PR #29, opened 2017-05-28
Fix wild Pokémon generation

FredrIQ:


FredrIQ:
The last commit should address your issues.

PR #116, opened 2017-08-04
Fix NoRTC patch behaviour

### LINKED ISSUE #113: No-RTC clock gets stuck in a loop
If you start a game at Sunday 20:00 and let time pass, it will reach Monday 19:59 correctly, but then loops back to Sunday 20:00 instead of Monday 20:00.

image

Edit: Reset the clock by pressing Down+B at the title screen. Sunday 0:00 turns into Saturday at 0:30. Thursday 10:07 turns into Wednesday at 10:30.

Kroc:
Fixes #113


roukaour:
Hey, thanks a lot! Your changes included a lot of repeated comments and whitespace edits, so I manually copied the relevant ones into commit b027ecc5df10517eedefc8d34220dcb4032435ce. (Which also let me study how your patch works.)

It seems to work fine in RTC and no-RTC versions. A slight issue: when I save the game, rebuild the ROM in the opposite version, and reload, the time has changed. For instance, Sunday 2:42 PM in no-RTC became Sunday 12:30 in RTC.

This could just be due to me miscopying something from your PR. But would you mind investigating it? (I would, but I have all of the map scripts to go through and update with new PERSONTYPEs.) If you can't, it's no big deal; I don't expect people to switch between versions often, and they can reset the time with Down+B if needed.

Kroc:
That behaviour is normal because the RTC is being read from different places in the different versions! When you save with NoRTC, the clock is being written to the SRAM. That time is not being read when a real RTC is present -- you're getting a different time because the duration of a real RTC will be different from the 6x speed being manually computed and stored.

roukaour:
Heh. That makes sense then.

PR #268, opened 2019-09-17
Psychic only has 10 PP

SadisticMystic:


Rangi42:
Thank you for finding and fixing this!

Issue #264, opened 2019-08-25
The Town Maps in Pokémon Centers show the player sprite as solid white


Rangi42:
![image](https://user-images.githubusercontent.com/35663410/63656773-df646100-c766-11e9-9f49-6d74f22679ec.png)

PR #269, opened 2019-09-28
Fix issue #264: white sprites in Pokecenter town map

itsdarsh:
Sprite palettes were never initialized after FadeToWhite set all wUnknOBPals values to $FF


Rangi42:
Nice, thanks for fixing this!

Issue #256, opened 2019-03-31
Various mechanical errors


SadisticMystic:
I play on a 3-beta faithful build, the most recent such patch linked in the Discord. Along the way, I've noticed several mechanical interactions that work differently than I should expect from the precedent set in later official games. Some of them might be harder to implement in the established control flow of the existing codebase than others, and I may add to this list as I notice more oddities. 

- [x] If there's an AI manual switch to a Pokemon with Trace, Trace doesn't activate there in PC. Instead, it waits for the next player switch, and announces itself at that point to take the new ability you switched to. It's supposed to fire immediately no matter how the Tracer was brought in.  
- [x] Ghost-types are supposed to have an automatic Run Away effect as far as determining if they can get away from a wild battle safely  
- [x] If U-turn or Volt Switch scores a KO, experience is supposed to be handed out before you bring a new Pokemon in, and the newcomer is not supposed to be part of the experience split unless they were already tagged as having a previous stint in the active slot    
- [ ] In modern games, when trainer AI makes a manual switch, the Pokemon that were tagged as having spent time in battle against the one that switched out should be restored the next time that Pokemon comes back. PC does not honor that, so if you're trying to do switch-training on a weak piggyback, an opponent's switch completely destroys any possible benefit you can get from that, unless you somehow find away to get the piggyback in safely for one more turn.  
- [x] Acrobatics is exactly the opposite of how it should be: it gets the power boost if you are holding an item, not otherwise  
- [x] Gyro Ball appears to have a problem computing its power, and is always dealing 1 damage even when it should be much more powerful than that  
- [x] Based on extensive observation of the opponent's switching patterns in several battles that dragged out for a while, I have a high degree of confidence that trainer AI's decisions on whether to switch at all, and if so what to bring out, are being delayed until they have received undue foreknowledge of what the player has committed to that very same turn as far as their own switch  
- [x] It is possible for an opposing trainer to use Pursuit on the player's switch and still go on to use an item in the very same turn, if they were planning on using an item (possibly related: in the case where this behavior was observed, Pursuit hit into Gengar and tripped Cursed Body, so that might have caused them to forget they had already used the move in the middle of the turn)  
- [x] When one player goes first with U-turn or Volt Switch and the other had selected Pursuit, Pursuit is supposed to happen after U-turn's damage (assuming it didn't KO) but before the switch, and be double power; current PC behavior causes Pursuit to hit after the switch in this case  
[...]

PR #270, opened 2019-09-29
Refactor Pursuit/switch and fix U-turn/drain move issues

itsdarsh:
This fix addresses part of #256

Drain moves base their recovery on the floor of 1/2 of wCurDamage (or 1, if only 1 damage was dealt). In base Crystal, there is code in the subtract HP function that sets wCurDamage to the original value of wPlayerMonHP/wEnemyMonHP before changing those values if the Pokemon takes more damage than it has remaining HP (in other words, set wCurDamage to what the Pokemon's HP was before it fainted). This fix re-implements that code, which will also make sure Pokemon take correct damage on recoil damage (which also bases its recoil damage on wCurDamage). This adds 32 cycles to each damage calculation.


aaaaaa123456789:
This will not compile. Did you test it?

itsdarsh:
Sorry! I typed it in by hand but I really should've copied and pasted it in. It should've been `ld [wCurDamage+1], a` at line 1926 and `ld [wCurDamage], a` at line 1929 but I forgot to put brackets in appropriately. It should compile now.

FredrIQ:
If A uses U-Turn first, B responds with immediate Pursuit before the switch-out and is knocked out with Rocky Helmet, does things still work as they should?

itsdarsh:
Probably not, I forgot all about Rocky Helmet fainting a Pursuit user (or similarly that user dying of Life Orb recoil). There's also a visual bug where the fainted opponent's HP bar will reload after you select a Pokemon if you knock out the enemy mon with U-turn. I'll definitely get the faint after Pursuit issue working, since that would also affect a switch out resulting from Teleport during a trainer battle (which calls ContinueToSwitchOut).

itsdarsh:
PursuitSwitch no longer copies wLastPlayerMon to wCurBattleMon to run, removing a TODO

PR #285, opened 2019-10-27
three minor bug fixes

### LINKED ISSUE #281: Game crashes when starting a battle with no Pokemon
Not really a HUGE issue for obvious reasons, but in the originals, it would just fade to white and back, skipping the battle. It just crashes in PC.

### LINKED ISSUE #282: Extra character drawn on the "Cancel" line in pack if last Key Item is registered
If the last Key Item in the Key Item pocket is registered, it's "registered" symbol is drawn on the next line in front of "Cancel". Happens with the star, and all of the directional symbols, too.
star

itsdarsh:
Fixes #281 - the crash occurs in PostBattleTasks, so putting in an appropriate check for an empty party fixes that

Fixes #282 - uses a different set of flags for the Key Items pocket to change how value $FF (Cancel) is handled. Normally, when a $FF item value is found, the general scrolling menu function just skips any special functions associated with the item menu and directly prints the cancel string in the appropriate slot. This is normally fine, but Key Items have a special property in PlaceMenuItemName where a symbol is drawn if they're registered, and this symbol is never actually reset in the tilemap if you scroll down from a registered item to Cancel. Thus, a call to PlaceMenuItemName is needed to blank that tile for Cancel, and a check is needed to dodge a call to GetItemName (as the item name for $FF is "?@", not "Cancel@", and I wanted to preserve that).

Also fixes an issue with the Johto map (flying, pokegear, pokedex, and town map) where the tile at x = 07, y = 01 was flipped in both the x and y directions for some reason. Changed the offending value from $C3 to $13.


Rangi42:
Excellent documentation of the bugs and fixes, thank you!

PR #289, opened 2019-11-10
set of bug fixes, including switch/predict bug

### LINKED ISSUE #277: Potential crash on evolving Pikachu
If Pikachu's form isn't properly loaded into memory (i.e. by looking at its stats page), evolving Pikachu will lead to the game calling an invalid front pic when evolving it, leading to a crash.

This can be fixed just by fetching the form party parameter in EvoStoneFunction, but I believe there's a more efficient way to do this. I think item_effects.asm can be optimized a bit more rather than just adding another nine bytes to the file, so I'll just leave this bug report here for posterity's sake.

### LINKED ISSUE #287: Switch/Predict switching after enemy Pokemon faint in Trainer Battle is broken
During a trainer battle, if the battle style is set to Switch or Predict, attempting to switch after fainting a Trainer Pokemon does not properly work.  Either the game glitches out and acts as if a glitched Pokemon is fainted upon sending it out, forcing you back to picking another Pokemon, or it sends in the wrong Pokemon altogether.

itsdarsh:
Fixes #287 - this one was entirely my bad, when I removed a ton of code from PursuitSwitch to remove the reliance on wLastPlayerMon, I didn't realize that I'd unwittingly removed a bit of code that properly sets which Pokemon we switch into. Loading wCurBattleMon back into wCurPartyMon (since wCurBattleMon is exclusive to the player mon) before calling PlayerSwitch would seem to fix that problem.

Fixes #277 and refactors item_effects.asm - item_effects.asm honestly needed to be cleaned up a bit, and based on my testing the modifications I've made have preserved the exact functionality of the original file, just with a bit more efficiency. The issue with crashing upon evolution is better resolved just by setting wCurForm during the evolution script, since it's only otherwise needed for rare candies and evolution stones and isn't otherwise necessary for any item effects, and is more efficient to insert in evolve.asm rather than fetching it twice in item_effects.asm

Fixes a minor visual bug with the party menu after using an item in battle - because the tilemap wasn't cleared after using an item (such as a potion) on a pokemon in battle, there is a brief moment where the party menu opens up with the palettes of the enemy pokemon before we see the normal battle screen, so adding a conditional call to ClearTileMap addresses that.

Modifies makefile - now, `make` and `make faithful` will create roms with different filenames, so you can build both the faithful and nonfaithful versions without needing to mess around with directories. Same for debug, and arguably we can just extrapolate this to the other options as well.

### DIFF
--- a/Makefile
+++ b/Makefile
@@ -85,16 +85,12 @@ crystal: FILLER = 0x00
 crystal: ROM_NAME = $(NAME)-$(VERSION)
 crystal: $(NAME)-$(VERSION).gbc
 
-faithful: ROM_NAME = $(NAME)-$(VERSION)-faithful
-faithful: $(NAME)-$(VERSION)-faithful.gbc
-
+faithful: crystal
 nortc: crystal
 monochrome: crystal
 noir: crystal
 hgss: crystal
-
-debug: ROM_NAME = $(NAME)-$(VERSION)-debug
-debug: $(NAME)-$(VERSION)-debug.gbc
+debug: crystal
 
 bankfree: FILLER = 0xff
 bankfree: ROM_NAME = $(NAME)-$(VERSION)-0xff
--- a/Makefile
+++ b/Makefile
@@ -85,12 +85,16 @@ crystal: FILLER = 0x00
 crystal: ROM_NAME = $(NAME)-$(VERSION)
 crystal: $(NAME)-$(VERSION).gbc
 
-faithful: crystal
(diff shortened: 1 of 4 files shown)


Rangi42:
Nice bugfixing. :) Please undo the Makefile change though; it looks like it wouldn't support arbitrary combinations of flags, e.g. `make faithful debug`.

itsdarsh:
Sure, they're undone. I forgot flags could be combined, sorry.

PR #290, opened 2019-11-12
Fix references to PaletteMap, which was renamed to Attributes

jagger27:


Rangi42:
That variable is just a palette.

jagger27:
It's not... it refers to the variables declared at the beginning of the Attributes scope. Blame shows it was renamed a few months ago.

Rangi42:
You're right, thanks! It's fixed; I also changed the .blks to .ablks.

PR #294, opened 2019-11-23
fix game crash on opening bag

### LINKED ISSUE #293: Crash in non-faithful when opening bag
Introduced in commit https://github.com/Rangi42/polishedcrystal/commit/ca8718b338190cb6357a938cdc28040eca96ca23

Demonstration: https://www.youtube.com/watch?v=UGdJgdQoZ84

Reproduction: build above commit, run in any emulator, open bag at any point.

itsdarsh:
Fixes #293 - this wasn't specific to faithful, the issue is that all pointers to NoItemIcon for items past index $EA (including $FF) were removed, so arbitrary code was being executed upon decompressing that sprite. There was a few ways I could've done this but for now I decided to just have it where $FF is checked for in wCurItem, and if it's found then the item icon at pointer $00 is used, which is NoItemIcon. Note that any glitch items $EB to $FE will still crash the game upon opening their icon, so if that's undesirable then use the following code:

`    ld a, [wCurItem]`
`    cp MIRAGE_MAIL + 1`
`    jr c, .has_icon`
`    xor a`
`.has_icon`

in place of the code I used. Note that this will cease to work if an item has an index higher than Mirage Mail ($EA as of this writing). This issue does not occur with Key Items, which handles the cancel option differently.

I also fixed a minor bug where key item descriptions would not show up in the bag.

### DIFF
--- a/gfx/items.asm
+++ b/gfx/items.asm
@@ -19,7 +19,11 @@ UpdateItemIconAndDescriptionAndBagQuantity::
 	farcall UpdateItemDescriptionAndBagQuantity
 UpdateItemIcon::
 	ld hl, ItemIconPointers
-	ld a, [wCurSpecies]
+	ld a, [wCurItem]
+	inc a
+	jr z, .cancel
+	dec a
+.cancel
 	ld e, a
 	ld d, 0
 	add hl, de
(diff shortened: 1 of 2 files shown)


Rangi42:
Thanks! Can you please modify this to use `NUM_ITEMS + 1`, not `MIRAGE_MAIL + 1`?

---+---

The answer must be every line of the records that holds the string "opposite".

#### Solution below
It seems to work fine in RTC and no-RTC versions. A slight issue: when I save the game, rebuild the ROM in the opposite version, and reload, the time has changed. For instance, Sunday 2:42 PM in no-RTC became Sunday 12:30 in RTC.
- [x] Acrobatics is exactly the opposite of how it should be: it gets the power boost if you are holding an item, not otherwise  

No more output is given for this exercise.